The p53 protein, encoded by the TP53 gene, is one of the gatekeepers of cell division and proliferation and is mutated or lost in a many cancers. We found that this gene was not differentially expressed in the retinoblastoma tissue. In addition, there was no mutation in the coding sequences of this gene, thus contraindicating a direct role of TP53-mediated apoptosis in retinoblastoma tumors.

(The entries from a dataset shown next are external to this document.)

PR #17212, opened 2015-09-09
Minor fixes, mostly dealing with org collaboration

andrewconner:
@adamjgrant This fixes your issue where org member access didn't come down. We now assume read write everywhere (serialization and deserialization) when appropriate if not set.

@cvializ This excludes secret libraries from the org keep list, and includes invited libraries. We'll have to check performance, but should be okay—I may add a cache to this. I _believe_ this fixes the issue you saw earlier. If not, bug me and we'll keep digging.

@JRuff42 This makes re-keeping from a keep always mean they you're keeping the URL, _not_ copying the keep.

@camhashemi This blocks non-active users from using the extension.

### DIFF
--- a/kifi-backend/modules/shoebox/app/com/keepit/controllers/ext/ExtAuthController.scala
+++ b/kifi-backend/modules/shoebox/app/com/keepit/controllers/ext/ExtAuthController.scala
@@ -69,6 +69,10 @@ class ExtAuthController @Inject() (
         })
 
     val (libraries, organizations, installation, urlPatterns, isInstall, isUpdate) = db.readWrite { implicit s =>
+      val user = request.user
+      if (user.state != UserStates.ACTIVE) {
+        throw new RuntimeException(s"User $userId (${user.firstName} ${user.lastName}) is not active, denying access.")
+      }
       val libraries = libraryInfoCommander.getMainAndSecretLibrariesForUser(userId)
       val orgIds = orgMembershipCommander.getAllOrganizationsForUser(userId)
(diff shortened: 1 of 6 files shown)


kifi-backend/modules/shoebox/app/com/keepit/controllers/ext/ExtAuthController.scala
```diff
@@ -69,6 +69,10 @@ class ExtAuthController @Inject() (
         })
 
     val (libraries, organizations, installation, urlPatterns, isInstall, isUpdate) = db.readWrite { implicit s =>
+      val user = request.user
+      if (user.state != UserStates.ACTIVE) {
+        throw new RuntimeException(s"User $userId (${user.firstName} ${user.lastName}) is not active, denying access.")
```
camhashemi: would it be possible to log them out of the extension as well?

andrewconner: Sure, will change. This endpoint speaks JSON so should return JSON, but this is a pretty nuclear option so I don't mind forcing our way. I _think_ it would work

camhashemi: It could return a JSON error that the client acts upon

andrewconner: Actually, handling this a different way. Blowing up here, telling the extension it's not logged in in another place.

adamjgrant:
thanks, @andrewconner

cvializ:
^ seconded :+1:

In conclusion, our report partially defines the network of canonical pathways that are deregulated and that distinguish an RB tumor from adjacent normal retina. The differentially expressed genes are known to function in multiple pathways and thus suggest that pRB has multiple roles in cell-cycle control. It is known that pRB regulates the G1/S checkpoint, but this analysis highlights the role of pRB in the G2/M DNA damage checkpoint through novel pathways, including AHR signaling, PLK-mediated mitotic assembly, or purine metabolism pathways. This result was not unexpected since phosphorylated pRB releases the bound E2F family of transcription factors and the many downstream targets of E2F can modulate multiple pathways. In addition, pRB can modulate chromatin structure independent of E2F-binding activities [41], and thus pRB may deregulate genes without an E2F-binding site in their respective promoters. The most important observation is identification of novel pathways deregulated in RB. Currently several drugs are available for therapeutic targeting of the AHR-signaling pathway and the CHK1- and PLK-associated pathways. These drugs are being used in clinical trials for treatment of other cancers and should be investigated for treatment of RB. Many of these differentially expressed genes belong to proliferation pathways. A review article indicated that “the proliferation signature of tumor cells is comprised of cell cycle regulated genes whose pattern of expression is altered because a tumor contains more proliferating cells than the normal” [42]. However, the “proliferation signatures” can be different between different cancers. Therefore, in this manuscript we have defined the “proliferation gene signature of retinoblastoma” and aims to identify drugs that can alter this signature in favor of regression and cure.